(Data for review)
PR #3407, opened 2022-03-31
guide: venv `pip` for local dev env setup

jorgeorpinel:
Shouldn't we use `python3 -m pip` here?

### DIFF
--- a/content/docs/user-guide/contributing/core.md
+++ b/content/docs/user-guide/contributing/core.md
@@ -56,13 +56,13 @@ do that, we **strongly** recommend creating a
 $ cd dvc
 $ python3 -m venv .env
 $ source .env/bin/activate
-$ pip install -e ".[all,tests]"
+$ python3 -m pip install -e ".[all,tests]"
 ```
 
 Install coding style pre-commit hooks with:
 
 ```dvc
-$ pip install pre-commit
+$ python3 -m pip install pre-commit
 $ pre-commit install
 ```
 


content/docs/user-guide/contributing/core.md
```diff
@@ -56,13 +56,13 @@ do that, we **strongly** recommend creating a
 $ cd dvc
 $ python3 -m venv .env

---

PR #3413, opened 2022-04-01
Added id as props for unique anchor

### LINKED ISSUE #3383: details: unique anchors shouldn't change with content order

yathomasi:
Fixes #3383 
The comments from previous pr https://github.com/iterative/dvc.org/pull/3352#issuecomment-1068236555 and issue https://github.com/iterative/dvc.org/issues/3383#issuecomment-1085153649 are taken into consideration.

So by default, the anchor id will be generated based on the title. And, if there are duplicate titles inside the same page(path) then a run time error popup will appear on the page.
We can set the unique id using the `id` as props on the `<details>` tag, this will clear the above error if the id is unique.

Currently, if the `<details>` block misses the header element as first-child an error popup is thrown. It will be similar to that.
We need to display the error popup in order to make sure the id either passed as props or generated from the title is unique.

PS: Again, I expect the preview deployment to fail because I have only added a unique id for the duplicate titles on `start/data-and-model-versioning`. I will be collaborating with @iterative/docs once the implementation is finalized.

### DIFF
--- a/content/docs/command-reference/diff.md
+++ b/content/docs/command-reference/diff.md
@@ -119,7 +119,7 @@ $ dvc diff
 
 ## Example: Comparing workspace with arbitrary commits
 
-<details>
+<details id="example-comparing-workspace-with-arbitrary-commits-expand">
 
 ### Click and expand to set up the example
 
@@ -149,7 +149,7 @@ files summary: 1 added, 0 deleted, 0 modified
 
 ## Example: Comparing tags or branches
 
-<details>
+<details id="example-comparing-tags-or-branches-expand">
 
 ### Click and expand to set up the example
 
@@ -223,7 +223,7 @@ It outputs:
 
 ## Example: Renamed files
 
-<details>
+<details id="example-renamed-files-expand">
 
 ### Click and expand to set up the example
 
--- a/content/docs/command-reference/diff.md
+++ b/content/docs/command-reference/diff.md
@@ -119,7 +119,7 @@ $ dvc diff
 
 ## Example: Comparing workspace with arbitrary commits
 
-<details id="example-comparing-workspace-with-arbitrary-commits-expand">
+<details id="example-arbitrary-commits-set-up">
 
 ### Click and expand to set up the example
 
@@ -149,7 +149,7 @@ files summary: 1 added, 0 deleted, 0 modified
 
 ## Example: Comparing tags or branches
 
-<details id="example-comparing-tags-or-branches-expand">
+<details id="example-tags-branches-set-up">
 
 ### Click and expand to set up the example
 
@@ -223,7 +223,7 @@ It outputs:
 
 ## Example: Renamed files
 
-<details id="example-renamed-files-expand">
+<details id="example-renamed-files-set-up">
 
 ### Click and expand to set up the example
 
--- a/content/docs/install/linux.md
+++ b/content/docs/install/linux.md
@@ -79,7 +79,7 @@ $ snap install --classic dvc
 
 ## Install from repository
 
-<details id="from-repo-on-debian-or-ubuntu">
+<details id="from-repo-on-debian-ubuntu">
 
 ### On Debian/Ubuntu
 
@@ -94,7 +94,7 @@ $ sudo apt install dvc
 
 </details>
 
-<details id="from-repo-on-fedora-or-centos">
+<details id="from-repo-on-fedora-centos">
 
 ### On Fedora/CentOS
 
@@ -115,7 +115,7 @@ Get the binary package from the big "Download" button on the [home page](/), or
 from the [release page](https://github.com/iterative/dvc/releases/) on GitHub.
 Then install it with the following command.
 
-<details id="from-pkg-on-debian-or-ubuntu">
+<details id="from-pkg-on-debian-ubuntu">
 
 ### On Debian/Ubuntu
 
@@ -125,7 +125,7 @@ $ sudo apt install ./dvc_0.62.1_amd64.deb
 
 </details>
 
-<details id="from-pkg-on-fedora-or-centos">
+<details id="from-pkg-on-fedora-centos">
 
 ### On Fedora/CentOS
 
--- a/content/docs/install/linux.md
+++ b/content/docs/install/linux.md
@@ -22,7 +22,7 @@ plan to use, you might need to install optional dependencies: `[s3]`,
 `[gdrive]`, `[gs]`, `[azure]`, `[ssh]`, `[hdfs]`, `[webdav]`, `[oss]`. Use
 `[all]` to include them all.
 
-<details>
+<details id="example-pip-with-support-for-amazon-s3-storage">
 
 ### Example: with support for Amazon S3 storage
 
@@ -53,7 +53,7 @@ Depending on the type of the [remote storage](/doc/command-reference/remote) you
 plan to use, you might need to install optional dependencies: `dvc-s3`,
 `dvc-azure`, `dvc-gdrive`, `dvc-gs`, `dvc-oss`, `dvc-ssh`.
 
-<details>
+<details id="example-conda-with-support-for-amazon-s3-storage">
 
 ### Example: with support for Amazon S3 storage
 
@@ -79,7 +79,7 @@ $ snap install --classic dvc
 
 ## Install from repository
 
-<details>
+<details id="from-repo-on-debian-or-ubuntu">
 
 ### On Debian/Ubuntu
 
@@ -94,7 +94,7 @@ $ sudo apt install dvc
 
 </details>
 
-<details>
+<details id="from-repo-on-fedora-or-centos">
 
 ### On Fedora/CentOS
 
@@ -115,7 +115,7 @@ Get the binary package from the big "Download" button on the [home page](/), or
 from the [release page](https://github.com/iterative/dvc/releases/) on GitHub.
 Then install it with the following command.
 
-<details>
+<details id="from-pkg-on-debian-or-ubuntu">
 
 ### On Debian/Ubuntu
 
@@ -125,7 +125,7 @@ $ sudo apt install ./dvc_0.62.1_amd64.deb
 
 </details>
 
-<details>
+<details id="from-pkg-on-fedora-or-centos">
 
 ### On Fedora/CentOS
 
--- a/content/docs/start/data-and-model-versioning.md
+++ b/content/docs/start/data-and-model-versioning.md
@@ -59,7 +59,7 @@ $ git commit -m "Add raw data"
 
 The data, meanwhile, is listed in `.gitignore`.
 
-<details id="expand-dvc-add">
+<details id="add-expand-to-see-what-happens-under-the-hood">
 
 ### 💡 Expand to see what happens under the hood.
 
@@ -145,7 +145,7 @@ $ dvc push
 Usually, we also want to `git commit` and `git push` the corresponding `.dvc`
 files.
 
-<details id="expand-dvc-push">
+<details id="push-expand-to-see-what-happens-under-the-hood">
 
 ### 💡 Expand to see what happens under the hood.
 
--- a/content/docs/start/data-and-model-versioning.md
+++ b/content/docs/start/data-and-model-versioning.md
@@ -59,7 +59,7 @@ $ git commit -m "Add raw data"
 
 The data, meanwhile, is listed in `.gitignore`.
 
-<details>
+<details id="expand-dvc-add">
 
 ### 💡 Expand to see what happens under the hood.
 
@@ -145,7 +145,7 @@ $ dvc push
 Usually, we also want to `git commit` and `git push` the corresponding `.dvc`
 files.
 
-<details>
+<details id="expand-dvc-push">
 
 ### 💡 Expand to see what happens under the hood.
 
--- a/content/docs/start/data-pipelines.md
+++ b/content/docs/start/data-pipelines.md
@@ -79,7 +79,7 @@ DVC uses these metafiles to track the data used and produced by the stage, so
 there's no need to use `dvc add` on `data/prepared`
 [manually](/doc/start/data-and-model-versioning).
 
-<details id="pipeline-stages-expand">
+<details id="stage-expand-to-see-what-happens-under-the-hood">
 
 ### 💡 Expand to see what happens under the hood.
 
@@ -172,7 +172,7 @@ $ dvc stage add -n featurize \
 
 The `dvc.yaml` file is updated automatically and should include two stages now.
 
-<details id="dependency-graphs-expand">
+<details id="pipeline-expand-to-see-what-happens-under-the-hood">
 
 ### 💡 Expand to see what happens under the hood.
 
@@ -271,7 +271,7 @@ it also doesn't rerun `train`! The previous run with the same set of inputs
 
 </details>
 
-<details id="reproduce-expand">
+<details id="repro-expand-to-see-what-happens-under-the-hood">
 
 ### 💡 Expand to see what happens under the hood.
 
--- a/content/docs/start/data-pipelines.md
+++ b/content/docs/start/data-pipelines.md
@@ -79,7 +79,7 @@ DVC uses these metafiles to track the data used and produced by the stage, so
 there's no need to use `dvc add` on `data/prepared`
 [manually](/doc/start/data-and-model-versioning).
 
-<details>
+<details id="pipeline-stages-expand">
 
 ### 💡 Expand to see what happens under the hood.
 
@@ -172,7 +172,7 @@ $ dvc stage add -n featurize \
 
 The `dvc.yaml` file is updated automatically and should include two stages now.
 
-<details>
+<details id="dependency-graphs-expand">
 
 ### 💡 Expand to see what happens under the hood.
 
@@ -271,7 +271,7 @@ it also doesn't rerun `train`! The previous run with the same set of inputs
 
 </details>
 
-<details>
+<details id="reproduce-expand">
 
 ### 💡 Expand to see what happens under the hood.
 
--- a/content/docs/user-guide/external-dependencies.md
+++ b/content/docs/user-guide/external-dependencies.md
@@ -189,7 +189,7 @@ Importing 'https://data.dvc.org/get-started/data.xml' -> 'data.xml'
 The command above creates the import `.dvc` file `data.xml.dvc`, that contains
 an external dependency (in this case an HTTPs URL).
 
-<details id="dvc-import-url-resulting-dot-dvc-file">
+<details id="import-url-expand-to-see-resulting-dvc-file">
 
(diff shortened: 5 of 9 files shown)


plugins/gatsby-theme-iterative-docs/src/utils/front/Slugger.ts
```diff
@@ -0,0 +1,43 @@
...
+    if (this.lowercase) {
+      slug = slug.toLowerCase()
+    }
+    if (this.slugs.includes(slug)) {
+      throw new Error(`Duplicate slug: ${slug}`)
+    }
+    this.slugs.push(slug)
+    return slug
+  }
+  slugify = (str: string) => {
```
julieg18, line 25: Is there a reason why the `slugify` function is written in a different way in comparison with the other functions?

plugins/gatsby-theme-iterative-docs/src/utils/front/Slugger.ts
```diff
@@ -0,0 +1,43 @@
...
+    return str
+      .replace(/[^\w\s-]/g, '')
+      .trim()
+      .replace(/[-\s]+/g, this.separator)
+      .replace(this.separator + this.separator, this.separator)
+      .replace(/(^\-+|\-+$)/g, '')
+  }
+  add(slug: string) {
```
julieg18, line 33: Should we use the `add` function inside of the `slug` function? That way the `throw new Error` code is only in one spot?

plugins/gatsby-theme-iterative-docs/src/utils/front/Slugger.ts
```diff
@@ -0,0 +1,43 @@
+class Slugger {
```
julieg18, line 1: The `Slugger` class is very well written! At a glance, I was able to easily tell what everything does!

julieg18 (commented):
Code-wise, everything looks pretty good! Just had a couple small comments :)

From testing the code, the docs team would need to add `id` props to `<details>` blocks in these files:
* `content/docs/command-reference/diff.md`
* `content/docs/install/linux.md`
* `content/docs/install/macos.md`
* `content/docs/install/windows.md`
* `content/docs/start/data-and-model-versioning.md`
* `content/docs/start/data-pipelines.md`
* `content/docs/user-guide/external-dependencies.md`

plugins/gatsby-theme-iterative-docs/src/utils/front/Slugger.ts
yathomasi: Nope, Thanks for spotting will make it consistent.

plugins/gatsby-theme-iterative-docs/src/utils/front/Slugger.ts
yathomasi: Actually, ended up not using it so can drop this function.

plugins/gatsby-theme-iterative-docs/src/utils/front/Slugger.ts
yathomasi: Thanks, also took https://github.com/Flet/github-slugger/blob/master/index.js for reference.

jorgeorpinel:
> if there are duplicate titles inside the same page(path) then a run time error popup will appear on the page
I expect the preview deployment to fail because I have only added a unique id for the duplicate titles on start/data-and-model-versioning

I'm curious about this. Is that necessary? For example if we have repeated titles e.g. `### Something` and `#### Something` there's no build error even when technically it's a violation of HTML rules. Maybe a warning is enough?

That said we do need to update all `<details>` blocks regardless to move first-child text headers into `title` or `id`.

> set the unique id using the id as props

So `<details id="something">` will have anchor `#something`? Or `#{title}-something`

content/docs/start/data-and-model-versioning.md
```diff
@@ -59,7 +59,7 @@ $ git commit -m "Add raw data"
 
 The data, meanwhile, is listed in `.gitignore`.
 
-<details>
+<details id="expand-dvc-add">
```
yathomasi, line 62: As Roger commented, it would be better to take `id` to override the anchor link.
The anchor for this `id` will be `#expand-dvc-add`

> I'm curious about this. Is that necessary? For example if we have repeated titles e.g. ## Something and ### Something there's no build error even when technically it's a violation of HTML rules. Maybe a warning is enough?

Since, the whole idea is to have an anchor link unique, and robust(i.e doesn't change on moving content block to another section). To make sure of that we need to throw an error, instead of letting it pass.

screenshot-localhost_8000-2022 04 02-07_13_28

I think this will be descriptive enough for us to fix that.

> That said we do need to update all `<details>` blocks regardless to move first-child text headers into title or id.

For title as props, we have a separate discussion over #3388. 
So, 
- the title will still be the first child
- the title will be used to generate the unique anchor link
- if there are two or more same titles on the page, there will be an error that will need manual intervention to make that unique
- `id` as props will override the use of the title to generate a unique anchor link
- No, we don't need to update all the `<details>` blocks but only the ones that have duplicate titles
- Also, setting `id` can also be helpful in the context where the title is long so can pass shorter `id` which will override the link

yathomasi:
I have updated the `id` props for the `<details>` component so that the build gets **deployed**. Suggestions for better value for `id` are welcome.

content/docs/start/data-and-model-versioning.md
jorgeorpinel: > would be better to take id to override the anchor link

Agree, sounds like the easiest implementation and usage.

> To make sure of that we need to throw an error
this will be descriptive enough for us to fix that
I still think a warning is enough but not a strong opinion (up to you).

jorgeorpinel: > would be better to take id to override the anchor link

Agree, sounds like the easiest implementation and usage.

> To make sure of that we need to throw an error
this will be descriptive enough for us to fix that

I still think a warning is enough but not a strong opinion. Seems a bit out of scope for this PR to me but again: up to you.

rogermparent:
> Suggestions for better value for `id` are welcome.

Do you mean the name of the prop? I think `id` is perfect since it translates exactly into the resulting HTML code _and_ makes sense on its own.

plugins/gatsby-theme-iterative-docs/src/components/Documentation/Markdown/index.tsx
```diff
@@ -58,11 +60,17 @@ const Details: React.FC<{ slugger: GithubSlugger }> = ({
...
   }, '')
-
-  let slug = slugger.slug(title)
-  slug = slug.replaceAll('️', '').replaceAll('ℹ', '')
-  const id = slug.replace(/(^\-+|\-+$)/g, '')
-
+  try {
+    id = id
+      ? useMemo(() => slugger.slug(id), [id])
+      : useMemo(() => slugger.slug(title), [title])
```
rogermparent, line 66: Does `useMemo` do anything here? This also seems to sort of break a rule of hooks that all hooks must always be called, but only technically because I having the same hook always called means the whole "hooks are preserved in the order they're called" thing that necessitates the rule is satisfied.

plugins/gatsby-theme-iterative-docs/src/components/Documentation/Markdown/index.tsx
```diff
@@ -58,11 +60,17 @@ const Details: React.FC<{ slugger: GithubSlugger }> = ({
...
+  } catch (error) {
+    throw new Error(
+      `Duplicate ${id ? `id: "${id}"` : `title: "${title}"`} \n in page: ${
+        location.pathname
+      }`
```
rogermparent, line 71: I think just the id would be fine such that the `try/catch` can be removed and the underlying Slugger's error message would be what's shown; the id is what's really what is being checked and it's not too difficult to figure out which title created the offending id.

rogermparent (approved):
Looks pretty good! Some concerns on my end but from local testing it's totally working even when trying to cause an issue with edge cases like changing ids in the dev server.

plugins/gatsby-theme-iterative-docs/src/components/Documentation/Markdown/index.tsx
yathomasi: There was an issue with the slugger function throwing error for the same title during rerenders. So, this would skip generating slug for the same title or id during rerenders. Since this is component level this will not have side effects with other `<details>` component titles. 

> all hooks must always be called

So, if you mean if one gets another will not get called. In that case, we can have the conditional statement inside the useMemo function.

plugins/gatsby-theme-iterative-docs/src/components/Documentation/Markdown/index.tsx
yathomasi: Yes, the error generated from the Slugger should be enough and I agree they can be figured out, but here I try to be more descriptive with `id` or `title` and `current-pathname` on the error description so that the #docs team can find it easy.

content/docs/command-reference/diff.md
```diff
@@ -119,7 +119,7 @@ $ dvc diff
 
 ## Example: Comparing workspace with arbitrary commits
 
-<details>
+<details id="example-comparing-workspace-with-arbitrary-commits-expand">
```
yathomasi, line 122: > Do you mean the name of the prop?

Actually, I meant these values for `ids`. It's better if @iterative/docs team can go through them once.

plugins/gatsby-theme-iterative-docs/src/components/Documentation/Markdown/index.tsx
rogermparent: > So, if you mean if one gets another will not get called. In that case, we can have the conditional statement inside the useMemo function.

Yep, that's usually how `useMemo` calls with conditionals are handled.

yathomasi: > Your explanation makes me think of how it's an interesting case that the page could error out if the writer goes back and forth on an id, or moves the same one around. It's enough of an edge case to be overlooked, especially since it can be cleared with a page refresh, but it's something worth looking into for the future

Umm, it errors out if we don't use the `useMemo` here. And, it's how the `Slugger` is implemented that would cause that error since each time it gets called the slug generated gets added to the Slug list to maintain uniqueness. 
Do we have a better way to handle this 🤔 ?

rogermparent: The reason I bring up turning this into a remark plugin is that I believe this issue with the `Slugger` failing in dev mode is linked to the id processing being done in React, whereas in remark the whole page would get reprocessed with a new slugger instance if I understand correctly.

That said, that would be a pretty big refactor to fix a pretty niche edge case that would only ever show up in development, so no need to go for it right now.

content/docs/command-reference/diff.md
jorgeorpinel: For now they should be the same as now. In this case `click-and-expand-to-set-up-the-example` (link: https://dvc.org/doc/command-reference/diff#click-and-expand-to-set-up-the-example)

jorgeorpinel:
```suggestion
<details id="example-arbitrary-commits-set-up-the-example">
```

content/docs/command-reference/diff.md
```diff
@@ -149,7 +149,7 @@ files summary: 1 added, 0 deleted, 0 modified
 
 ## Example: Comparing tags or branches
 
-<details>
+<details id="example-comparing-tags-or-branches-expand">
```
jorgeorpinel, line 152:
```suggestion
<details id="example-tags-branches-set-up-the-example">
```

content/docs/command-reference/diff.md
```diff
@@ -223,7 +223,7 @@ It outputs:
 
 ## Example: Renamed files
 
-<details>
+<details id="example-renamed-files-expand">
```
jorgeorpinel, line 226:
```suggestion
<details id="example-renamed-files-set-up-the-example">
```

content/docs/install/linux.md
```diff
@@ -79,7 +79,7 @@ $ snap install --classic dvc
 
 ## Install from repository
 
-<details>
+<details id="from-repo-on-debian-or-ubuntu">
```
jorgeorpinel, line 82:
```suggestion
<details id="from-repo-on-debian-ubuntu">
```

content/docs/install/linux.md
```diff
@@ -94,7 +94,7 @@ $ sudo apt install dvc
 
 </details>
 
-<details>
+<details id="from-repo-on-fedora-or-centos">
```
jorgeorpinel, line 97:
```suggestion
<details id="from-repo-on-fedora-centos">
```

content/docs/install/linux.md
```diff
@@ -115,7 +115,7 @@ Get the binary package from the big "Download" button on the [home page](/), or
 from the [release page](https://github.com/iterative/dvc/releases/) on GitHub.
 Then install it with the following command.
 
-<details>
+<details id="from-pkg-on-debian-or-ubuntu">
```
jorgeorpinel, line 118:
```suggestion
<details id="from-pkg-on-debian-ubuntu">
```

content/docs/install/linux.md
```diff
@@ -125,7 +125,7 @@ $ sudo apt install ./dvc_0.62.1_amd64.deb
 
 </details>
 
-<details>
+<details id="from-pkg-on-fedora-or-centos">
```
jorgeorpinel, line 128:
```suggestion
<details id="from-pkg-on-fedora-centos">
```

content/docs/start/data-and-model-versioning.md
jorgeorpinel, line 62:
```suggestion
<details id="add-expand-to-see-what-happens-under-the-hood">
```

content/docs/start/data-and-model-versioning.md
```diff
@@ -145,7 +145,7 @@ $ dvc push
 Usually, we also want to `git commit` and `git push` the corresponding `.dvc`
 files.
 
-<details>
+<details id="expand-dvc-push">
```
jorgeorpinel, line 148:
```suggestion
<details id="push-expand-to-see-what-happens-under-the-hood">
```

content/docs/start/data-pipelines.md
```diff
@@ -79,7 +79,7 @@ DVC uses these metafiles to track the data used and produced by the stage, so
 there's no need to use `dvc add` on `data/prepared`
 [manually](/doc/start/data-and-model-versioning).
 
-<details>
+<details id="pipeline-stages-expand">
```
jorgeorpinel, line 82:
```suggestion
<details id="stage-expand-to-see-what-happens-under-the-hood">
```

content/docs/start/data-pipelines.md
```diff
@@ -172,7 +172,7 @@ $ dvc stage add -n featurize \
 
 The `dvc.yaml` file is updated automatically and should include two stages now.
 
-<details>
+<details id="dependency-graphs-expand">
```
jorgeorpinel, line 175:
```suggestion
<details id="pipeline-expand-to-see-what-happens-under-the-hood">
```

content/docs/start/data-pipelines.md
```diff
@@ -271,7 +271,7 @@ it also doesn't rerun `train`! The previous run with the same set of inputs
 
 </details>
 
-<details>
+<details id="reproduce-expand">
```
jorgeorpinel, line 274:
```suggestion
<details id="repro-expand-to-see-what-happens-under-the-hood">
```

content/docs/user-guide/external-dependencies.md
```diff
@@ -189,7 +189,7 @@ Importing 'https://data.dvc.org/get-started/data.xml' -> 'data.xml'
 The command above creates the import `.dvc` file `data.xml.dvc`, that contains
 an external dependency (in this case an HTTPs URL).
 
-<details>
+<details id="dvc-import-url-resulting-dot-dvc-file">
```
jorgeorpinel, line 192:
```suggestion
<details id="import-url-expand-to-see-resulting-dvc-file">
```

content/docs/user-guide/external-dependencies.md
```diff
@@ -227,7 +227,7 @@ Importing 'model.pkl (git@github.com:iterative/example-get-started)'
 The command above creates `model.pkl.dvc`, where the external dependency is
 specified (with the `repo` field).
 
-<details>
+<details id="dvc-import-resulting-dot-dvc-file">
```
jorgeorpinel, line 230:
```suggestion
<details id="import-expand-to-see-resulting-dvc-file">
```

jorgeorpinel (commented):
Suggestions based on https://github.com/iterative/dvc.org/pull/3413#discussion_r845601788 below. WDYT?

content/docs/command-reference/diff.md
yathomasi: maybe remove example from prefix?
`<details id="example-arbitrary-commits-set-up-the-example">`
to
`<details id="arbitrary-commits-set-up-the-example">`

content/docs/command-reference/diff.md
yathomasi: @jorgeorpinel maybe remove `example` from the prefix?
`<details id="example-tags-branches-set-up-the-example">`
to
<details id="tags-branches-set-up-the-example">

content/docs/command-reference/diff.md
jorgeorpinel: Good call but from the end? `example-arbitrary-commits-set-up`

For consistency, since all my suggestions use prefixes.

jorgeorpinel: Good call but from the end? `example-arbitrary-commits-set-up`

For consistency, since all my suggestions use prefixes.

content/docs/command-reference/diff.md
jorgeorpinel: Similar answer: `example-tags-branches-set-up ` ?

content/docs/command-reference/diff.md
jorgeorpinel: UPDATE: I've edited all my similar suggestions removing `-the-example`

(Exercise instructions) Where the material contains a line with "azure", return that line.

(Finished task)
 `[gdrive]`, `[gs]`, `[azure]`, `[ssh]`, `[hdfs]`, `[webdav]`, `[oss]`. Use
 `dvc-azure`, `dvc-gdrive`, `dvc-gs`, `dvc-oss`, `dvc-ssh`.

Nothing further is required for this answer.